ABOUT THIS TASK: Your output must consist solely of the lines from the one containing "The Catalog implementation" through the end of the records, reproduced exactly.

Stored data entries
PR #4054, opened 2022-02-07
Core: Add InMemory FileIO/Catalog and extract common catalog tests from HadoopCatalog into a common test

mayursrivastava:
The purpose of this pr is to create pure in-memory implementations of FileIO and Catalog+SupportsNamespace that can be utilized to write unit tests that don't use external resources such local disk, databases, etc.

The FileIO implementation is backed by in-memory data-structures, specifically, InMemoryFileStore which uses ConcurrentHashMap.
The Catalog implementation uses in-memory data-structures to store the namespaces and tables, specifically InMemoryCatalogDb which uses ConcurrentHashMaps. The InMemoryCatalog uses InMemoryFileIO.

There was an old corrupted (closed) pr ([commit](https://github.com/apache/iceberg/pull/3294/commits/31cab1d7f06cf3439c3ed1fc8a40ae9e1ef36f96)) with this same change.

SOLUTION TO THIS EXERCISE:
The Catalog implementation uses in-memory data-structures to store the namespaces and tables, specifically InMemoryCatalogDb which uses ConcurrentHashMaps. The InMemoryCatalog uses InMemoryFileIO.

There was an old corrupted (closed) pr ([commit](https://github.com/apache/iceberg/pull/3294/commits/31cab1d7f06cf3439c3ed1fc8a40ae9e1ef36f96)) with this same change.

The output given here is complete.